> [Problem details]: The response should contain every record, reproduced exactly.

> [Raw data]:
PR #510, opened 2025-03-05
Add embedding nim endpoint and model name env variables to client

ChrisJar:
## Description

This introduces the `EMBEDDING_NIM_ENDPOINT` env variable to the client which will default to https://integrate.api.nvidia.com/v1 if unset or empty string, and will convert urls that don’t start with http:// or https:// to the format `http://<EMBEDDING_NIM_ENDPOINT>/v1`

## Checklist

### DIFF
--- a/client/src/nv_ingest_client/primitives/tasks/embed.py
+++ b/client/src/nv_ingest_client/primitives/tasks/embed.py
@@ -63,7 +63,7 @@ class EmbedTask(Task):
         embedding_nim_endpoint = os.getenv("EMBEDDING_NIM_ENDPOINT", "https://integrate.api.nvidia.com/v1")
         if embedding_nim_endpoint == "":
             self._embedding_nim_endpoint = "https://integrate.api.nvidia.com/v1"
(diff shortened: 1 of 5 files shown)


client/src/nv_ingest_client/primitives/tasks/embed.py
```diff
@@ -58,6 +60,17 @@ def __init__(self, text: bool = None, tables: bool = None, filter_errors: bool =
                 "'tables' parameter is deprecated and will be ignored. Future versions will remove this argument."
             )
 
+        embedding_nim_endpoint = os.getenv("EMBEDDING_NIM_ENDPOINT", "https://integrate.api.nvidia.com/v1")
+        if embedding_nim_endpoint == "":
+            self._embedding_nim_endpoint = "https://integrate.api.nvidia.com/v1"
+        elif embedding_nim_endpoint[:7] != "http://" and embedding_nim_endpoint[:8] != "https://":
```
jdye64: would prefer to see python str `.startswith('http://')` and `.startswith('https://')'` used here

jdye64 (changes requested):
Small nit for checking http and https pattern. Other that that looks good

> [Written response]:
PR #510, opened 2025-03-05
Add embedding nim endpoint and model name env variables to client

ChrisJar:
## Description

This introduces the `EMBEDDING_NIM_ENDPOINT` env variable to the client which will default to https://integrate.api.nvidia.com/v1 if unset or empty string, and will convert urls that don’t start with http:// or https:// to the format `http://<EMBEDDING_NIM_ENDPOINT>/v1`

## Checklist

### DIFF
--- a/client/src/nv_ingest_client/primitives/tasks/embed.py
+++ b/client/src/nv_ingest_client/primitives/tasks/embed.py
@@ -63,7 +63,7 @@ class EmbedTask(Task):
         embedding_nim_endpoint = os.getenv("EMBEDDING_NIM_ENDPOINT", "https://integrate.api.nvidia.com/v1")
         if embedding_nim_endpoint == "":
             self._embedding_nim_endpoint = "https://integrate.api.nvidia.com/v1"
(diff shortened: 1 of 5 files shown)


client/src/nv_ingest_client/primitives/tasks/embed.py
```diff
@@ -58,6 +60,17 @@ def __init__(self, text: bool = None, tables: bool = None, filter_errors: bool =
                 "'tables' parameter is deprecated and will be ignored. Future versions will remove this argument."
             )
 
+        embedding_nim_endpoint = os.getenv("EMBEDDING_NIM_ENDPOINT", "https://integrate.api.nvidia.com/v1")
+        if embedding_nim_endpoint == "":
+            self._embedding_nim_endpoint = "https://integrate.api.nvidia.com/v1"
+        elif embedding_nim_endpoint[:7] != "http://" and embedding_nim_endpoint[:8] != "https://":
```
jdye64: would prefer to see python str `.startswith('http://')` and `.startswith('https://')'` used here

jdye64 (changes requested):
Small nit for checking http and https pattern. Other that that looks good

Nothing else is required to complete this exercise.